L’ouvrier américain, première victime de la guerre commerciale de Trump ?

Un supporteur de Donald Trump attend son arrivée à Melbourne, en Floride. © Reuters

En taxant lourdement les importations d’acier et d’aluminium, Donald Trump espère protéger les emplois, mais sa politique risque non seulement d’exaspérer ses partenaires commerciaux mais aussi de coûter cher aux ouvriers américains, jugent des experts.

Le président américain a affirmé jeudi qu’il annoncerait la semaine prochaine l’imposition de droits de douane de 25% sur l’acier et 10% sur l’aluminium importés par les Etats-Unis.

Ses propos ont aussitôt suscité une vague d’indignation dans le monde, de l’Union européenne au Canada et à la Chine, signe d’une potentielle guerre commerciale avec ses principaux partenaires.

L’acier, et dans une moindre mesure l’aluminium, font depuis des années l’objet de frictions et focalisent les tensions commerciales au niveau mondial.

“C’est parce qu’il y a une surcapacité dans l’acier au niveau mondial et que les emplois sont concentrés dans les régions qui ont souffert de la désindustrialisation”, explique à l’AFP Nigel Driffield, professeur de commerce international à la Warwick Business School.

L’importance de l’acier et de l’aluminium dans le commerce international tient également au fait qu’ils sont utilisés dans de nombreux secteurs cruciaux, essentiellement dans la construction et les infrastructures, les équipements mécaniques et l’industrie automobile. On les retrouve même dans les canettes de Coca-Cola.

Canada, Brésil, Corée

“Il y a aussi une tension en Occident entre ceux qui produisent l’acier… et ceux qui l’utilisent et sont contents d’acheter de l’acier moins cher en provenance d’Asie”, Nigel Driffield.

L’an dernier, les Etats-Unis ont importé 35,6 millions de tonnes d’acier, soit environ 36% de leur consommation ou l’équivalent de 33,6 milliards de dollars, selon les chiffres du cabinet Wood Mackenzie.

La Chine n’a pourtant compté que pour environ 2,9% des importations américaines.

“Les droits de douane n’auront pas tellement d’impact sur les exportations d’acier chinois et la Chine n’a pas autant à perdre que les partenaires commerciaux traditionnels des Etats-Unis”, note ainsi Ming He, de Wood Mackenzie.

“Les mesures protectionnistes qui sont envisagées auront plus d’effets négatifs sur les importations d’acier en provenance du Canada, du Mexique et du Brésil”, estime l’analyste. Et la Corée du Sud “sera lourdement touchée”.
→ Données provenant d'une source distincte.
PR #582, opened 2023-02-10
Improve network pooling and avoid startup image fetches.

yschimke:
Coil and Retrofit can share an OkHttp instance, taking more advantage of connection pooling.

Also one problematic image is not cacheable, causing in my local testing a request on every app startup.

 https://developer.android.com/images/social/android-developers.png

Change-Id: If747fb0833d31ce7c9bedffd400160e979bc945e

### DIFF
--- a/app/build.gradle.kts
+++ b/app/build.gradle.kts
@@ -129,7 +129,6 @@ dependencies {
     implementation(libs.androidx.profileinstaller)
 
     implementation(libs.coil.kt)
-    implementation(libs.coil.kt.svg)
 }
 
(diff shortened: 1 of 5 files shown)


yschimke:
After making the change I noticed https://github.com/android/nowinandroid/blob/803e64be53da2d17906a6d71d83f8c35dd580573/CONTRIBUTING.md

Si la politique de Donald Trump irrite ses partenaires internationaux, elle risque aussi de tomber à plat sur le plan intérieur.

“Rust belt”

Elle vise l’électorat de la “Rust Belt”, cette région du Nord-est des Etats-Unis où étaient implantées les industries lourdes aujourd’hui en déclin.

Les annonces du président américain “vont très bien passer auprès de ces électeurs, qui ont l’impression d’avoir été injustement frappés par la concurrence meilleur marché en provenance d’Asie”, note Nigel Driffield.

Mais “en général, les mesures de protectionnisme commercial comme celles-ci ne marchent qu’à court terme”, ajoute-t-il.

Certains économistes s’inquiètent en effet des conséquences néfastes de ces dernières annonces pour la confiance des acteurs économiques et finalement pour l’activité aux Etats-Unis comme ailleurs.

“Quelles qu’en soient les raisons, l’imposition de ces droits de douane est un mauvais choix économique et le moment est mal choisi”, estiment ainsi les économistes de Berenberg. De quoi potentiellement atténuer les effets positifs de la réforme fiscale de Donald Trump, jugent-ils.

Au final, les ouvrier américains que Donald Trump cherche à séduire risquent d’être les victimes de sa politique économique.

“Les taxes sur l’acier ne vont pas résoudre le problème de fond – les coûts élevés de la sidérurgie américaine – qui a forcé les utilisateurs à chercher des importations moins chères”, estime Ming He.

“L’intention de Donald Trump est de protéger les employés des secteurs de l’aluminium et de l’acier mais cela sera neutralisé par des pertes d’emplois plus nombreuses dans les industries qui consomment beaucoup de métaux, comme l’automobile”, met-il en garde.